Alternate therapies such as mannitol or acetazolamide for elevated ICP in the setting of meningoencephalities are not currently recommended. ⁸ Corticosteroids may be considered in select settings, including IRIS with CNS inflammation and increased ICP, cryptococcomas with mass effect and oedema, and acute respiratory distress syndrome (ARDS).

For patients who develop pulmonary cryptococcosis with mild to moderate illness (no diffuse pulmonary infiltrates, ARDS or dissemination,) fluconazole 400 mg for 6–12 months is recommended (Table 2), although there have been no randomized trials to date that have determined the optimal treatment in HIV-infected persons. ⁸ Patients with disease manifesting as a severe pulmonary illness, such as ARDS, should be initially managed with amphotericin B (0.7–1 mg/kg/day) plus flucytosine, as in meningitis. ⁸ Therapy for non-CNS disease can generally be discontinued after one year of therapy if the CD4 count is >100 cells/mm³ and the titre is ≤ 1:512 and/or is stable.

CONCLUSION

In summary, cryptococcal disease remains an important cause of morbidity and mortality, particularly in HIV patients in resource-poor environments.
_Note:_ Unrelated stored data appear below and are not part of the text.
PR #1104, opened 2025-11-13
fix(tracing): use a span processor to add custom span attributes

dhaifley:
- Fix custom tracing span attributes for the kagent-adk, kagent-langgraph, kagent-crewai packages.
- Add a custom span processor which can be used to include custom kagent span metrics for all spans created within a particular OTel trace context.
- Use the custom span processor, and update the execute method of each agent framework package to set the custom span attributes in context.

### DIFF
--- a/python/packages/kagent-adk/src/kagent/adk/_agent_executor.py
+++ b/python/packages/kagent-adk/src/kagent/adk/_agent_executor.py
@@ -1,6 +1,5 @@
 from __future__ import annotations
 
-import asyncio
 import inspect
 import logging
 import uuid
@@ -29,6 +28,10 @@ from pydantic import BaseModel
 from typing_extensions import override
 
 from kagent.core.a2a import TaskResultAggregator, get_kagent_metadata_key
+from kagent.core.tracing._span_processor import (
+    clear_kagent_span_attributes,
+    set_kagent_span_attributes,
+)
 
 from .converters.event_converter import convert_event_to_a2a_events
 from .converters.request_converter import convert_a2a_request_to_adk_run_args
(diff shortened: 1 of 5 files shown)


python/packages/kagent-adk/src/kagent/adk/_agent_executor.py
```diff
@@ -175,14 +189,6 @@ async def _handle_request(
 
         await runner.session_service.append_event(session, system_event)
 
-        current_span = trace.get_current_span()
```
krisztianfekete, line 178: Shouldn't we keep this? I am wondering if we can miss attributes with the processor-only approach for certain spans?

python/packages/kagent-adk/src/kagent/adk/_agent_executor.py
```diff
@@ -262,6 +268,8 @@ async def _handle_request(
                 )
             )
 
+        clear_kagent_span_attributes(context_token)
```
krisztianfekete: Could clearing attributes only here result in keeping stale/invalid attributes for irrelevant spans?

python/packages/kagent-adk/src/kagent/adk/_agent_executor.py
dhaifley: The problem is this: trace.get_current_span() doesn't work. We are not in a span here, and this just returns a non-recording span. None of the attributes ever get added in my testing. The only one I ever see is gen_ai.conversation.id, but that is added by the auto-instrumentation packages as well. You can tell because it does not have a typo in it like the code here does.

python/packages/kagent-adk/src/kagent/adk/_agent_executor.py
dhaifley: These are attached to the otel context. And removed after they should no longer be included for any spans running with that context. The processor just makes sure that any spans created for that otel context get the attributes until this clear_kagent_span_attributes() is called. The best way to do this would probably be with a try/finally block.

krisztianfekete: Yep, a try/finally block was what I had in mind.

python/packages/kagent-adk/src/kagent/adk/_agent_executor.py
krisztianfekete: Would wrapping `_handle_request` into a `start_as_current_span()` make everything work?

dhaifley: That was my original thought too. But, when I attempted to use start_as_current_span() to make _handle_request have it's own span, that span was not only not becoming the parent of any child spans created, but actually, I do not see that span get emitted at all. So, something more than just using trace.start_as_current_span() here is needed to get this to work correctly. I am still taking a look at this.

But also, that would only result in the spans we are currently using being a child of a span containing these attributes we are setting. The child spans would not have these attributes themselves.

python/packages/kagent-adk/src/kagent/adk/_agent_executor.py
dhaifley: I have added this.

python/packages/kagent-adk/src/kagent/adk/_agent_executor.py
krisztianfekete: > actually, I do not see that span get emitted at all

Almost like we are not even configuring our trace_provider. Which might be the case here?

dhaifley: I have modified this to now just use a parent span. The span (see L169), has an instrumentation scope name of "kagent-adk" and a span name of "kagent_a2a_request". This span shows up in my testing, with the custom attributes as the parent span for all subsequent spans related to this request. Unlike the span processor though, this will propagate these attributes to any child spans created. This way is very simple.

dhaifley: I also updated the span name to be execute and move the span creation to a place that can be consistent between kagent-adk, kagent-langgraph, and kagent-crewai.

krisztianfekete: We had a discussion offline, and the direction we will take is not creating a framework-specific root level span (as it's redundant information) but leverage a span processor to make sure the required attributes can be inherited at child span level.

PR #1115, opened 2025-11-20
automatically configure logging/log level when the module loads

peterj:


python/packages/kagent-core/src/kagent/core/__init__.py
```diff
@@ -1,4 +1,36 @@
...
+import os
+
 from ._config import KAgentConfig
 from .tracing import configure as configure_tracing
 
-__all__ = ["KAgentConfig", "configure_tracing"]
+_logging_configured = False
+
+
+def configure_logging() -> None:
```
EItanya: For consistencies sake should this new logic live in `_logging.py`?

EItanya (approved):

PR #1132, opened 2025-11-25
Update controller manifests + add CI check to prevent drift

onematchfox:
Noticed yesterday that the controllers manifests/CRDs were out of date - although it seems like these have since been updated (at least somewhat) by #1111. This PR regenerates them once again and also adds a CI check to try prevent them from drifting. 

Side Note: I've noticed that the category `kagent` seems to be being constantly added/removed - not sure why this is happening but we should probably look into that.

### DIFF
--- a/go/api/v1alpha1/modelconfig_types.go
+++ b/go/api/v1alpha1/modelconfig_types.go
@@ -289,11 +289,10 @@ type ModelConfigStatus struct {
 }
 
 // +kubebuilder:object:root=true
-// +kubebuilder:resource:categories=kagent
+// +kubebuilder:resource:categories=kagent,shortName=mc
 // +kubebuilder:subresource:status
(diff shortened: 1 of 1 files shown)


onematchfox:
> Side Note: I've noticed that the category kagent seems to be being constantly added/removed - not sure why this is happening but we should probably look into that.

Seems like my newly added CI check [is failing](https://github.com/kagent-dev/kagent/actions/runs/19661401118/job/56308343652) because when run on CI, the categories are being removed :thinking:

onematchfox:
> Seems like my newly added CI check [is failing](https://github.com/kagent-dev/kagent/actions/runs/19661401118/job/56308343652) because when run on CI, the categories are being removed 🤔

Fixed in https://github.com/kagent-dev/kagent/pull/1132/commits/c75ec38dffd8201edfbf7248da48f1845066851e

Cryptococcal infection should be considered in the differential diagnosis of immunocompromised patients presenting with meningitis, pneumonia or molluscum-like skin lesions. Updated treatment guidelines have recently been published to assist in the management of cryptococcal disease. ⁸ Although still a significant cause of morbidity and mortality in the HIV patient, great strides have been made to reduce this burden through adherence to treatment guidelines and the availability of HAART.